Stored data
........
PR #12, opened 2023-12-11
[WIP] first try tqec visualizer 2023.12.10

rryoung98:
This is still a WIP. 

I have tried to attempted steps 1 ~ 3; I will keep working on it as parts of the code still need to be fixed. Please note that there are some issues as of 12/11/2023:

1. I don't know what the infinite qubit tile/array structure should be. So i have just recursively created black dots for each of the vertices after the user clicks the button to `create the qubit Array`.
2. There are some issues with the state updates for building a plaquette. The plaquettes do not show up when different vertices are clicked, but rather when a user clicks the same vertices. Should be able to fix this by wednesday. 
3. I would like to understand if tasks 6 ~ 9 help with building the logic for the plauqette.

TODO:
Refactor plaquette.
Add colors
Add rotating the plaquette (with qubit ordering logic included)

https://github.com/QCHackers/tqec/assets/32727721/bbe93a5b-3e36-4960-b981-bed3062b71d0

Those are my thoughts for now.


nelimee:
Hi @rryoung98 !

I very much like what you did :) My thoughts:

1. I agree with your 1., doing it this way should be enough for the moment. The need for the user to click on a "create the qubit array" is not an issue in my opinion.
2. Your plaquettes are not large enough. In theory, the round plaquette should have 1 qubit at both of its corner and 1 qubit at the tip of the round-shaped part. The square plaquette should have 1 qubit at each corner and 1 qubit at middle.
3. For future developments, it would be nice to have a "stick to qubit" behaviour. Basically, the plaquette sticks to places it can be on. This requires to know, for each plaquette, where the qubits are supposed to be and to perform more checks, but this would also greatly improve the user experience in my opinion.
4. I can explain you steps 6-9 on a call. Contact me directly by mail if you are interested, and we will schedule a meeting.

rryoung98:
@nelimee  Thanks for the points!

2. Absolutely, what i have is a little glitchy, and to get the plaquettes to show up in the dashboard. I have the user click the same qubit right now which is a bug. 

in this PR I intend to adjust the data structures and code to accommodate for the plaquetttes to:
**MVP (mostly foundational UI/UX):**
    a. be created at the right size as you mentioned
    b. show up only as the user clicks on different qubits and stores the correct qubit ordering. (intended to do so in this PR, and will make adjustments)
    c. be rotatable, as a shape for now, later with qubit orderings in mind.
    d. adjust colors
    e. love the 3. idea of "snapping to qubits" will try and make that happen.
    
    
**ALPHA (if i have time, more quantum required):**
    a. check if the qubits are hierarchical with adjacent plaquettes
    b. be able to "fill" with a drag and extend  action with a certain plaquette (similar to filling in a column or row in an  excel sheet)



Please let me know your thoughts on the above. 

4. Happy to hop on a call! @nelimee

afowler:
"check if the qubits are hierarchical with adjacent plaquettes"

Could you elaborate on what the above means?

Best,
Austin.

rryoung98:
Yes @afowler , sorry i think hierarchical was the wrong term. I'll adjust it after your response. 

What i meant to say was preserving the strict ordering with neighboring stabilizers to avoid entanglement. Currently the above shapes don't have a notion of keeping track of which vertex is associated with which data qubit. They are just shapes.

afowler:
Thanks for clarifying. If each corner of the shape is associated with a
specific qubit and contains information on when that qubit is touched, then
the right term is local ordering to ensure that every pair of plaquettes
that touch have the property that one or the other touches all of its
common qubits before the other.

The only exception to this I am aware of is if neighboring plaquettes are
permitted to contain copies of exactly the same gate, which may then
overlap. In a sea of measurements, for example, one could imagine building
a plaquette with measurements in all four corners, but when tiled you would
then have overlapping identical gates. It's a design choice as to whether
you would permit this.

Best,
Austin.

rryoung98:
The features have been stripped back and I've cleaned the code base up to the point where I feel that individuals can contribute in various parts. 

1. A qubitclass has been created. The qubit class will store information such as the qubits type (measurement, data). It extends the `Graphics` class of Pixi.graphics allowing it to be a circular visual element that is editable if necessary.
2. The plaquette "control panel" has been tabled for now. I want to get a sense of how someone would use this on a day to day basis before I build additional features.
スクリーンショット 2023-12-13 午前4 09 32
3. The `PlaquetteClass` has been developed. Currently the plaquette class will take in a list of qubits and create a Plaquette that is draggable and rotatable. Size has been adjusted as well.  It does not snap to the grid yet.
4. The code should be overall much cleaner and easier to understand, even if coming from a python background.

Gistbatch:
Quick update on my progress: I've tried adding the circuit component in your style, but React is giving me headaches.

https://github.com/QCHackers/tqec/assets/18579069/d782ec7f-de30-4f17-bc5e-6f3255118fb1

I'll try to see if I can get the cx gates working and snapping to the lines is also something I'll try

rryoung98:
ah @Gistbatch I am curious as to what issues you encountered. 

If it helps I will be at the meeting today show that the visualizer should require little to no react code.

afowler:
Hi Ricky,

Do you absolutely need to label qubits as data or measurement? The roles
can change, so it would be good not to denote them as such if possible.
Numbered qubits with relative coordinates, all subjected to a circuit, with
a detector constructed out of any subset of local and non-local
measurements, each specified with relative coordinates that could include a
negative time offset to access older measurements in previous layers.

Best,
Austin.

giangiac:
@rryoung98 I would like to check out and test this project.
First time using JS, React, ...
Could you share the basic steps to install the dependencies and this project? How do I run it?

Gistbatch:
@giangiac do the following:

1. Install [nodejs ](https://nodejs.org/en) which includes a package manager `npm`
2. navigate to the tqecjs directory. In there is the `package.json`, which acts similarly to a `requirements.txt`
3. Install project dependencies with `npm install`
4. Start the nodjs development server with `npm start`
5. Open the web app in a WebGL-compatible browser at `localhost:3000`

rryoung98:
> Hi Ricky, Do you absolutely need to label qubits as data or measurement? The roles can change, so it would be good not to denote them as such if possible. Numbered qubits with relative coordinates, all subjected to a circuit, with a detector constructed out of any subset of local and non-local measurements, each specified with relative coordinates that could include a negative time offset to access older measurements in previous layers. Best, Austin.
> […](#)
It's very flexible. Can make the changes, thank you for clarifying

Gistbatch:
> It's very flexible. Can make the changes, thank you for clarifying
This should also be part of what I'm doing. My idea was that once you define a circuit for a plaquette, all the qubits with a measurement are automatically `measurement` qubits.

afowler:
My question is why a measurement, which is an operation occurring on a
qubit, needs to label the qubit as a measurement qubit. If the label is
necessary for some reason, it should be temporary as the role can be
different in subsequent rounds. Also, it's not obvious that measuring all
of the data qubits in a surface code should trigger labelling them as
measurement qubits.

This is a minor point so long as we are all clear that any qubit can be
measured and the set of qubits measured can differ from round to round.

rryoung98:
@afowler  The qubitType can be changed to be any string and used for to help determine which qubit should not be included as a vertex when creating the convex hull. However, it's not difficult to change and I don't think I used it if at all.

rryoung98:
Hi all, ive made some edits to the UI side which is now able to make a convex hull out of any qubits on the grid. 

Further the plaquette class has been updated to change colors, rotate, and to clear itself (though the clearing functionality has some issues). 

It has not quantum components yet, but i believe that the UI parts are stabilizing enough to start discussing the interconnect between the python code and javascript code. I've messaged Adrien about to discuss meeting and discussing this aspect.

https://drive.google.com/file/d/1SbnnR_d1aQHjE0o7HcjuajHxt_aLOm8Q/view?usp=sharing

smburdick:
Looks good so far, Ricky. Do you need a code reviewer?

rryoung98:
yea that would be helpful @smburdick :)

tqecjs/src/workspace/components/button.js
```diff
@@ -0,0 +1,50 @@
...
+		buttonText.x - buttonText.getBounds().width / 2 - 15,
+		buttonText.y - buttonText.getBounds().height / 2 - 15,
+		buttonText.getBounds().width + 30,
+		buttonText.getBounds().height + 30
+	);
+
+	buttonBackground.endFill();
+
+	// Add effects
+	button.interactive = true;
```
smburdick, line 31: This causes a deprecation warning, I think it is safe to remove.

tqecjs/src/workspace/plaquettes/PlaquetteClass.js
```diff
@@ -0,0 +1,370 @@
...
+		if (val === 0) return 0; // Collinear
+		return val; // Clockwise  < 0 or counterclockwise >0
+	};
+
+	createPlaquette = () => {
+		// The graphic should connect the points from the qubits
+		const nQubits = this.qubits.length;
+		if (nQubits < 3) {
+			console.log('Plaquette must have at least 3 qubits');
+			this.plaquetteMade = false;
```
smburdick, line 181: Would it make sense to throw an exception here?

tqecjs/src/workspace/QubitClass.js
```diff
@@ -0,0 +1,130 @@
...
+		this.cursor = 'pointer';
+		this.globalX = x;
+		this.globalY = y;
+		this._createCircle(x, y, radius, color);
+		this.maxNeighborDist = 2 * this.gridSize;
+		this.neighbors = [];
+		this.gridSize = gridSize;
+		// Adjacent (degree 1) qubits
+		// QC properties
+		this.quantumState = '0'; // NOTE: In javascript, becareful updating values such as "this", "state", etc.
```
smburdick, line 25: Can `quantumState` be anything other than 0 or 1? My intuition is yes, but I'm unsure of the representation here

tqecjs/src/workspace/QubitClass.js
```diff
@@ -0,0 +1,130 @@
...
+
+		// Add hover event
+		this.on('pointerover', this._onPointerOver);
+		this.on('pointerout', this._onPointerOut);
+	}
+
+	checkHitArea(eventX, eventY, threshold = 5) {
+		// Calculate the distance between event coordinates and qubit's global position
+		const distance = Math.sqrt(
+			Math.pow(eventX - this.globalX, 2) + Math.pow(eventY - this.globalY, 2)
```
smburdick, line 56: Might be good to have a general `distance()` function

tqecjs/src/workspace/QubitClass.js
```diff
@@ -0,0 +1,130 @@
...
+		);
+		// Define a threshold to determine the hit area
+		if (distance <= threshold) {
+			// Create a text element
+			if (this.children.length > 0) return true; // If there is already a text element, don't create another one
+			const text = new Text(`Qubit:(${this.globalX},${this.globalY})`, {
```
smburdick, line 62: Since we are in the qubit class, might we benefit from a `toString()` function? I thought I saw something along those lines discussed earlier

tqecjs/src/workspace/components/button.js
```diff
@@ -0,0 +1,50 @@
...
+	// Add hover event
+	button.on('pointerover', () => {
+		buttonBackground.alpha = 0.5;
+	});
+	button.on('pointerout', () => {
+		buttonBackground.alpha = 1;
+	});
+
+	// Add shadow
+	buttonBackground.filters = [new DropShadowFilter()];
```
smburdick, line 42: This also creates a warning, but I'm unsure of an alternative
```
deprecation.ts:36 PixiJS Deprecation Warning: settings.FILTER_RESOLUTION is deprecated, use Filter.defaultResolutionDeprecated since v7.1.0
deprecation.ts:44     at ./node_modules/@pixi/filter-drop-shadow/dist/filter-drop-shadow.mjs (http://localhost:3000/static/js/bundle.js:87183:64)
```

tqecjs/src/workspace/components/notifier.js
```diff
@@ -0,0 +1,54 @@
...
+	// Create a container for the notification
+	const notificationContainer = new Container();
+
+	// Create a text object for the notification text
+	const notificationText = new Text(text, {
+		fontSize: 15,
+		fill: 0xffffff,
+		fontWeight: 'bold',
+	});
+	notificationText.anchor.set(0.5);
```
smburdick, line 23: Will anchors be preferred over pivots in this project?

tqecjs/src/workspace/index.js
```diff
@@ -0,0 +1,93 @@
...
+	for (let x = 0; x <= app.renderer.width; x += gridSize) {
+		for (let y = 0; y <= app.renderer.height; y += gridSize) {
+			// Skip every other qubit
+			if (x % (gridSize * 2) === 0 && y % (gridSize * 2) === 0) continue;
+			if (x % (gridSize * 2) === gridSize && y % (gridSize * 2) === gridSize)
+				continue;
+			// Create a qubit
+			const qubit = new Qubit(x, y, 5, gridSize);
+			// Name the qubit according to its position
+			qubit.name = `${x}_${y}`;
```
smburdick, line 31: I think this was discussed earlier. We could have a name() function (like toString) that can return an absolute grid position, or relative to its neighbors in the plaquette. Might be worth discussing in our next meeting.

tqecjs/src/workspace/plaquettes/PlaquetteClass.js
```diff
@@ -0,0 +1,370 @@
...
+		this.colorButton = button('Change color', 200, 350, 'green');
+		this.makeRotatable(); // Add the rotate button to screen
+		this.clearPlaquette(); // Add the clearbutton to the screen
+		this.changeColorButton(); // Add the change color button to the screen
+		//this.changeColorButton(); // Addh the color change button
+		// QC properties
+		this.qubits = qubits || []; // We assume that the list is the order of the qubits
+		this.qubitStack = []; // The stack of qubits that form the convex hull
+		this.createPlaquette(); // Create the plaquette
+		this.quantumCircuit = null; // Might be better to have a quantum circuit class
```
smburdick, line 30: Would it make sense to use something like Q.js?

https://quantumjavascript.app/Q-Circuit.html

tqecjs/src/workspace/plaquettes/PlaquetteClass.js
```diff
@@ -0,0 +1,370 @@
...
+		this.on('pointermove', this.onDragMove);
+		this.on('pointerup', this.onDragEnd);
+	};
+	onDragStart(event) {
+		this.isDragging = true;
+		this.initialPosition = event.data.getLocalPosition(this.parent);
+		console.log(this.initialPosition);
+	}
+
+	onDragMove = (event) => {
```
smburdick, line 213: Is this supposed to copy one plaquette at a time?

tqecjs/src/workspace/plaquettes/PlaquetteClass.js
```diff
@@ -0,0 +1,370 @@
...
+		this.isDragging = false;
+		this.initialPosition = null;
+	}
+
+	toggleCtrlButtons = () => {
+		let lastClickTime = 0;
+		this.on('click', (e) => {
+			const currentTime = Date.now();
+			if (currentTime - lastClickTime < 300) {
+				// Set the alpha of the plaquette to 0.8 to indicate
```
smburdick, line 327: Indicate that it's selected?

tqecjs/src/workspace/components/button.js
rryoung98: yea good point can do

tqecjs/src/workspace/plaquettes/PlaquetteClass.js
rryoung98: I think it would make more sense to use the notifier and tell the user to select another qubit

tqecjs/src/workspace/QubitClass.js
rryoung98: unused at the moment. it's just a dummy variable

tqecjs/src/workspace/QubitClass.js
rryoung98: sg

tqecjs/src/workspace/plaquettes/PlaquetteClass.js
rryoung98: yea i still need to implement an alpha change and definitely will. just am still thinking about where to put new plaquettes in with respect to the pixi stage.

tqecjs/src/workspace/plaquettes/PlaquetteClass.js
rryoung98: yes

tqecjs/src/workspace/index.js
rryoung98: it would have to be a different name than name() since name is already a built in graphic property. ill think of something that works with your suggestion :)

tqecjs/src/workspace/plaquettes/PlaquetteClass.js
smburdick: I have been able to drag a single plaquette and copy two qubits. I'll play around with it more, maybe capture a video if possible.

smburdick: https://clipchamp.com/watch/NNNNwXJl3lF

This video shows what I mean. Is that intentional?

tqecjs/src/workspace/components/button.js
```diff
@@ -0,0 +1,50 @@
+import { Text, Container, Graphics } from 'pixi.js';
+import { DropShadowFilter } from '@pixi/filter-drop-shadow';
+
+export const button = (text, x, y, color = 0x000000) => {
+	// Create the button container
+	const button = new Container();
+	// Create the button text
+	const buttonText = new Text(text, {
+		fontFamily: 'Arial',
+		fontSize: 15,
```
smburdick, line 10: 15 looks like it should be a constant (or variable, for button and label scaling)

tqecjs/src/workspace/components/notifier.js
```diff
@@ -0,0 +1,54 @@
...
+		notificationText.getBounds().width + 30,
+		notificationText.getBounds().height + 30
+	);
+	background.endFill();
+	notificationContainer.addChild(background);
+
+	// Position the notification at the top center of the stage
+	notificationContainer.position.set(
+		app.screen.width / 2 - notificationContainer.width / 2,
+		150
```
smburdick, line 42: I noticed more multiples of 15 in this file as well.

tqecjs/src/workspace/plaquettes/PlaquetteClass.js
```diff
@@ -0,0 +1,370 @@
...
+		this.gridSize = gridSize;
+		this.gridOffsetX = this.gridSize;
+		this.gridOffsetY = this.gridSize;
+		this.isDragging = false;
+		this.plaquetteMade = false;
+		this.showButton = false;
+		this.controlPanel = new Container();
+		this.controlPanel.name = 'control_panel';
+		this.controlPanel.visible = false;
+		this.rotateButton = button('Rotate', 200, 200, 0x000000);
```
smburdick, line 19: or `'black'` but I am bad at remembering hex colors ;-)

tqecjs/src/workspace/plaquettes/PlaquetteClass.js
```diff
@@ -0,0 +1,370 @@
...
+					const newlq = shiftQ.neighbors.find(
+						(qubit) =>
+							qubit.globalX < shiftQ.globalX && qubit.globalY === shiftQ.globalY
+					);
+					diff = newlq.globalX - shiftQ.globalX;
+				}
+				// Shift the qubits by the difference
+				for (const qubit of this.qubits) {
+					const q = qubit.neighbors.find(
+						(q) =>
```
smburdick, line 253: You can add `// eslint-disable-next-line` here to suppress a warning about `diff`

Apparently ESlint dislikes this pattern -- https://stackoverflow.com/questions/58816244/debugging-eslint-warning-function-declared-in-a-loop-contains-unsafe-reference

tqecjs/src/workspace/plaquettes/PlaquetteClass.js
```diff
@@ -0,0 +1,370 @@
...
+			y: qubit.globalY,
+		}));
+
+		this.beginFill(this.color);
+		// Fill the convex hull
+		this.drawPolygon(qubitPos);
+		this.cursor = 'pointer';
+		this.endFill();
+		// Assign the qubit stack to the plaquette
+		this.qubitStack = qubitStack;
```
smburdick, line 163: Why don't we perform a sort here, so we don't have to in the getLeftmost, rightmost, etc. functions above every time they are called.

tqecjs/src/workspace/plaquettes/PlaquetteClass.js
```diff
@@ -0,0 +1,370 @@
...
+	};
+
+	_ccw = (p, q, r) => {
+		// Check if the points are counterclockwise
```
smburdick, line 167: This is if q and r are counterclockwise with p as the origin, correct?

tqecjs/src/workspace/plaquettes/PlaquetteClass.js
```diff
@@ -0,0 +1,370 @@
...
+		const v1 = { x: q.globalX - p.globalX, y: q.globalY - p.globalY };
+		const v2 = { x: r.globalX - q.globalX, y: r.globalY - q.globalY };
+		// Take the cross product
+		const val = -(v1.x * v2.y - v1.y * v2.x); // If val > 0, then counterclockwise, else clockwise
+		if (val === 0) return 0; // Collinear
+		return val; // Clockwise  < 0 or counterclockwise >0
```
smburdick, line 173: return a boolean instead?

tqecjs/public/manifest.json
```diff
@@ -0,0 +1,25 @@
+{
+  "short_name": "React App",
+  "name": "Create React App Sample",
```
smburdick, line 3: "TQEC Visualizer"

tqecjs/public/index.html
```diff
@@ -0,0 +1,43 @@
...
+    <!--
+      Notice the use of %PUBLIC_URL% in the tags above.
+      It will be replaced with the URL of the `public` folder during the build.
+      Only files inside the `public` folder can be referenced from the HTML.
+
+      Unlike "/favicon.ico" or "favicon.ico", "%PUBLIC_URL%/favicon.ico" will
+      work correctly both with client-side routing and a non-root public URL.
+      Learn how to configure a non-root public URL by running `npm run build`.
+    -->
+    <title>React App</title>
```
smburdick, line 27: TQEC Visualizer?

tqecjs/src/workspace/plaquettes/PlaquetteClass.js
```diff
@@ -0,0 +1,370 @@
...
+	};
+
+	createPlaquette = () => {
+		// The graphic should connect the points from the qubits
+		const nQubits = this.qubits.length;
+		if (nQubits < 3) {
+			console.log('Plaquette must have at least 3 qubits');
```
smburdick, line 180: Use `alert()` instead? Or is that the job of the Notification class?

tqecjs/src/workspace/TileClass.js
```diff
@@ -0,0 +1,46 @@
...
+	makeTile() {
+		// Get the plaquette
+		if (this.plaquette) {
+			this.container.addChild(this.plaquette.onDragMove());
+		} else {
+			notification(this.container, this.app);
+		}
+	}
+
+	// Create the plaquettes that are
```
smburdick, line 32: ?

tqecjs/src/workspace/plaquettes/PlaquetteClass.js
smburdick: I've also noticed that when I click and drag to create a new tile, a new tile will pop up elsewhere on the tileset.

smburdick (approved):
I think this is a great foundation for us to build upon.

Once this is merged, I can submit my own PR implementing some of the suggestions I've made.

tqecjs/src/workspace/plaquettes/PlaquetteClass.js
rryoung98: Yes it's the job of the notification class, thanks for catching that

tqecjs/src/workspace/components/button.js
rryoung98: Done

tqecjs/src/workspace/plaquettes/PlaquetteClass.js
rryoung98: Done, may need some testing and formatting

tqecjs/src/workspace/QubitClass.js
rryoung98: removed

tqecjs/src/workspace/QubitClass.js
rryoung98: the code will probably require another round of refactoring and ill leave it for it to be done then

tqecjs/src/workspace/QubitClass.js
rryoung98: toString() is a built in js function, do you perhaps want to use the name property of the qubit?

tqecjs/src/workspace/components/button.js
rryoung98: let's just keep this for now

tqecjs/src/workspace/components/notifier.js
rryoung98: it's just a notification text so I wouldn't think too hard at the moment.

rryoung98: we can discuss this once other aspects of the code base stabilizes :)

tqecjs/src/workspace/plaquettes/PlaquetteClass.js
rryoung98: Updated all hexes to use literal name

tqecjs/src/workspace/plaquettes/PlaquetteClass.js
rryoung98: It's the cross product of the three points

tqecjs/src/workspace/plaquettes/PlaquetteClass.js
rryoung98: done

tqecjs/src/workspace/plaquettes/PlaquetteClass.js
rryoung98: can you elaborate on what you would be sorting the qubitStack array? :) thanks

tqecjs/src/workspace/components/notifier.js
rryoung98: This needs to be generalized to any screen width and will probably need to be refactored

tqecjs/src/workspace/plaquettes/PlaquetteClass.js
rryoung98: yea that's a bug that needs to be fixed

tqecjs/src/workspace/plaquettes/PlaquetteClass.js
smburdick: If the order of `qubitStack` is irrelevant, outside of those methods, we can keep it sorted so that we don't have to sort again when we want the leftmost/rightmost/etc. qubits. May provide a bit of a performance/simplicity boost.

tqecjs/src/workspace/plaquettes/PlaquetteClass.js
smburdick: I'll go ahead and create an issue in this repo and mark this convo resolved

tqecjs/src/workspace/QubitClass.js
smburdick: Sure

tqecjs/src/workspace/plaquettes/PlaquetteClass.js
smburdick: I believe that specific annotation needs to be on the line with `(q) =>`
........
* [What to produce]: Among the lines above, find each one containing the string "python" and copy it.

* [Exercise answer]:
4. The code should be overall much cleaner and easier to understand, even if coming from a python background.
It has not quantum components yet, but i believe that the UI parts are stabilizing enough to start discussing the interconnect between the python code and javascript code. I've messaged Adrien about to discuss meeting and discussing this aspect.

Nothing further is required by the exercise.